### DATA RECORDS

PR #904, opened 2016-04-28
readtags: use mio in query dsl implementation

masatake:
open_memstream and fmemopen were used to parse a query string.

Quoted from man fmemopen(3):

       fmemopen(), open_memstream(), open_wmemstream():
           Since glibc 2.10:
               _POSIX_C_SOURCE >= 200809L
           Before glibc 2.10:
               _GNU_SOURCE

It seems that open_memstream and fmemopen become parts of POSIX in
2008. MIO may be more portable than them.

### DIFF
--- a/readtags.c
+++ b/readtags.c
@@ -472,7 +472,7 @@ static tagFile *initialize (const char *const filePath, tagFileInfo *const info)
 		result->fields.max = 20;
 		result->fields.list = (tagExtensionField*) calloc (
 			result->fields.max, sizeof (tagExtensionField));
-		result->fp = fopen (filePath, "r");
+		result->fp = fopen (filePath, "rb");
 		if (result->fp == NULL)
 		{
 			free (result);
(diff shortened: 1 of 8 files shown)


readtags.c
```diff
@@ -472,7 +472,7 @@ static tagFile *initialize (const char *const filePath, tagFileInfo *const info)
 		result->fields.max = 20;
 		result->fields.list = (tagExtensionField*) calloc (
 			result->fields.max, sizeof (tagExtensionField));
-		result->fp = fopen (filePath, "r");
+		result->fp = fopen (filePath, "rb");
```
masatake: What does this mean?

b4n: open binary, e.g. no line end conversion on Windows (only real meaning I know from the top of my head).
But you changed that, so maybe you know :)

masatake: @b4n, thank you for the comment.
Without this, fsetpos/fgetpos(and fseek/ftell) don't work as I expected. Looks very strange for me.
I will write smaller test program to understand what really happens.

masatake: As far as trying on my environment where msys2 is installed, readtags works fine without "b" flag of fopen.

masatake:
Now I understand what happens.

### WHAT TO WORK ON
State how many lines in the records above contain the word "that", giving only the number.

### EXERCISE ANSWER
2